In summary, the decimal point definitely can move, but probably shouldn't if we are teaching multiplication or division by powers of 10 unless we are taking a unitising approach to this sort of calculation.

So Ofqual have released (on a Saturday) the criteria for deciding what a "valid mock" is for the basis of appealing a pupil's A-Level, AS-Level or GCSE grades. If you haven't yet seen them, the criteria can be found here: https://www.gov.uk/government/news/appeals-based-on-mock-exams

One of the criteria in particular caught my eye:

I remember in 2015, when the new GCSE in Maths started, I made myself very familiar with the approach that exam boards take to set their boundaries. It is quite involved to say the least, using national data on prior attainment of the cohort, previous performances of other cohorts, all sorts of data. I doubt any individual school or trust could match those standard - I remember the laughable outcomes when PiXL first tried and the flack they got for the grade boundaries they came up with. My blog on our process at the time is still my most read blog: https://educatingmrmattock.blogspot.com/2016/11/new-gcse-grade-boundaries-my-thoughts.html

Which of course presents a problem. For a mock exam to be graded in line with the exam board's examination standard, I can't see any alternative but to have used the grade boundaries provided by the board, on the same paper(s) provided by the board. Anything else simply doesn't (in reality) live up to examination standards. No exam board would arbitrarily reduce boundaries to reflect that pupils haven't completed a course, which is a common practice in schools. No exam board would simply use the average of a set of grade boundaries, or apply one years grade boundaries to a different set of papers. Any school or Trust who has done this can't sign the form to say their exam was graded in line with the examination standard provided by their exam board. Nor can those schools that use papers they have created themselves, or those that use practice papers that don't have grade boundaries provided.

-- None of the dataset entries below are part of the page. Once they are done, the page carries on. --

PR #116, opened 2015-04-10
move Hadoop1HDFSUtils into a new h2o package to not coflict with spark

andrewpalumbo:


dlyubimov:
could they perhaps be using the same thing? 
(Question for Anand probably)

andrewpalumbo:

In my own department we use a practice paper that comes from the exam board, but does not come with boundaries. We set initial boundaries for that years ago, before the first ever exams on the new GCSE and so before their were any past papers in existence. We sat the exam at a similar time to some other local schools, pooled our results together, and applied a similar process that exam boards were applying for their first set of new GCSE papers. We then compared the results that pupils eventually got with their mock exam results, and adjusted the boundaries for the following year. We used the same papers for mocks every year since, continuously refining the grade boundaries as we got more real results to compare to. This is about the most robust system any school could implement to grading, but even this falls short of examination standards.

Of course, the head of centre only needs to sign a form saying "I confirm this mock exam meets the criteria". No one is going to check. No one is going to ask how they know the boundaries meet the criteria. Unless this is going to be used as a "get-out" clause to deny large numbers of appeals, then I doubt this line will end up meaning much. But it should, and that is the shame of it all.